## Material for this task
_ _ _ _ _ _ _
PR #1105, opened 2016-11-23
Collection search builder

atz:
Salvaging work from #968

PR #1110, opened 2016-11-29
Collection search builder part2

atz:
Retargeted PR against master after part1 #1105 merged.


app/controllers/concerns/curation_concerns/selects_collections.rb
```diff
@@ -61,8 +61,9 @@ def collections_search_builder_class
   end
 
   def collections_search_builder(access_level = nil)
-    collections_search_builder_class.new(self).tap do |builder|
-      builder.discovery_perms = access_levels[access_level] if access_level
-    end
+    collections_search_builder_class.new(self, access_levels[access_level])
+    # collections_search_builder_class.new(self, nil).tap do |builder|
```
jcoyne: remove this stuff if it's no longer needed.

app/search_builders/curation_concerns/collection_search_builder.rb
```diff
@@ -8,27 +8,31 @@ module CurationConcerns
...
     # Defines which search_params_logic should be used when searching for Collections
-    def initialize(context)
+    # @param [#blacklight_config, #current_ability] scope the object that has access to #blacklight_config
+    #   From a controller, scope would be `self`.  This argument is passed to ::SearchBuilder.new()
+    # @param [Symbol] permissions defining breadth of search, e.g. :edit, :read
+    # @note permissions will otherwise be defaulted by inherited #discovery_permissions
+    def initialize(scope, access = nil)
       @rows = 100
-      super(context)
+      @discovery_permissions ||= access_levels[access] if access
```
jcoyne: `@discovery_permissions` is always `nil` here, so why use `||=`?

atz: Not necessarily.  If this class is extended and *that* class' initializer sets the @discovery_permissions before calling this one, then we keep those (e.g. bypassing `access_levels`).  But you are right we can probably do without it.  

You can mostly ignore this PR while it is still WIP.

PR #1112, opened 2016-11-29
Removing length limit on identifier PairTree path

escowles:
Removes the current limit of 4 PairTree directory levels when storing uploaded files.  This prevents collisions when uploading files and using identifiers that are more than 8 characters long.

### DIFF
--- a/app/services/curation_concerns/working_directory.rb
+++ b/app/services/curation_concerns/working_directory.rb
@@ -48,7 +48,7 @@ module CurationConcerns
         end
 
         def full_filename(id, original_name)
-          pair = id.scan(/..?/).first(4)
+          pair = id.scan(/..?/)
           File.join(CurationConcerns.config.working_path, *pair, original_name)
         end
     end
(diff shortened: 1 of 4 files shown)


app/services/curation_concerns/working_directory.rb
```diff
@@ -48,7 +48,7 @@ def copy_stream_to_working_directory(id, name, stream)
         end
 
         def full_filename(id, original_name)
-          pair = id.scan(/..?/).first(4)
+          pair = id.scan(/..?/)
```
cbeer: This has the potential to create very deep directory structures, doesn't it? To avoid this, might it be better to add the original id as the last leaf node?

mjgiarlo: @escowles I rather like that approach. Mind putting in a follow-up PR to amend?

escowles: Yep, I'll do that now.

PR #1119, opened 2016-12-12
Remove dead code

jcoyne:
This is a private method that is not referenced.


jeremyf:
In digging through the code I see a usage of `curation_concern.in_collection_ids`; Which I believe is coming from the relationship `:in_collection` (and is clearly not a private method call).

https://github.com/projecthydra/curation_concerns/blob/master/app/actors/curation_concerns/actors/actor_stack.rb#L31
_ _ _ _ _ _ _
## Task requirements
Every line of the data is to be retyped without alteration.

## Result for this exercise
PR #1105, opened 2016-11-23
Collection search builder

atz:
Salvaging work from #968

PR #1110, opened 2016-11-29
Collection search builder part2

atz:
Retargeted PR against master after part1 #1105 merged.


app/controllers/concerns/curation_concerns/selects_collections.rb
```diff
@@ -61,8 +61,9 @@ def collections_search_builder_class
   end
 
   def collections_search_builder(access_level = nil)
-    collections_search_builder_class.new(self).tap do |builder|
-      builder.discovery_perms = access_levels[access_level] if access_level
-    end
+    collections_search_builder_class.new(self, access_levels[access_level])
+    # collections_search_builder_class.new(self, nil).tap do |builder|
```
jcoyne: remove this stuff if it's no longer needed.

app/search_builders/curation_concerns/collection_search_builder.rb
```diff
@@ -8,27 +8,31 @@ module CurationConcerns
...
     # Defines which search_params_logic should be used when searching for Collections
-    def initialize(context)
+    # @param [#blacklight_config, #current_ability] scope the object that has access to #blacklight_config
+    #   From a controller, scope would be `self`.  This argument is passed to ::SearchBuilder.new()
+    # @param [Symbol] permissions defining breadth of search, e.g. :edit, :read
+    # @note permissions will otherwise be defaulted by inherited #discovery_permissions
+    def initialize(scope, access = nil)
       @rows = 100
-      super(context)
+      @discovery_permissions ||= access_levels[access] if access
```
jcoyne: `@discovery_permissions` is always `nil` here, so why use `||=`?

atz: Not necessarily.  If this class is extended and *that* class' initializer sets the @discovery_permissions before calling this one, then we keep those (e.g. bypassing `access_levels`).  But you are right we can probably do without it.  

You can mostly ignore this PR while it is still WIP.

PR #1112, opened 2016-11-29
Removing length limit on identifier PairTree path

escowles:
Removes the current limit of 4 PairTree directory levels when storing uploaded files.  This prevents collisions when uploading files and using identifiers that are more than 8 characters long.

### DIFF
--- a/app/services/curation_concerns/working_directory.rb
+++ b/app/services/curation_concerns/working_directory.rb
@@ -48,7 +48,7 @@ module CurationConcerns
         end
 
         def full_filename(id, original_name)
-          pair = id.scan(/..?/).first(4)
+          pair = id.scan(/..?/)
           File.join(CurationConcerns.config.working_path, *pair, original_name)
         end
     end
(diff shortened: 1 of 4 files shown)


app/services/curation_concerns/working_directory.rb
```diff
@@ -48,7 +48,7 @@ def copy_stream_to_working_directory(id, name, stream)
         end
 
         def full_filename(id, original_name)
-          pair = id.scan(/..?/).first(4)
+          pair = id.scan(/..?/)
```
cbeer: This has the potential to create very deep directory structures, doesn't it? To avoid this, might it be better to add the original id as the last leaf node?

mjgiarlo: @escowles I rather like that approach. Mind putting in a follow-up PR to amend?

escowles: Yep, I'll do that now.

PR #1119, opened 2016-12-12
Remove dead code

jcoyne:
This is a private method that is not referenced.


jeremyf:
In digging through the code I see a usage of `curation_concern.in_collection_ids`; Which I believe is coming from the relationship `:in_collection` (and is clearly not a private method call).

https://github.com/projecthydra/curation_concerns/blob/master/app/actors/curation_concerns/actors/actor_stack.rb#L31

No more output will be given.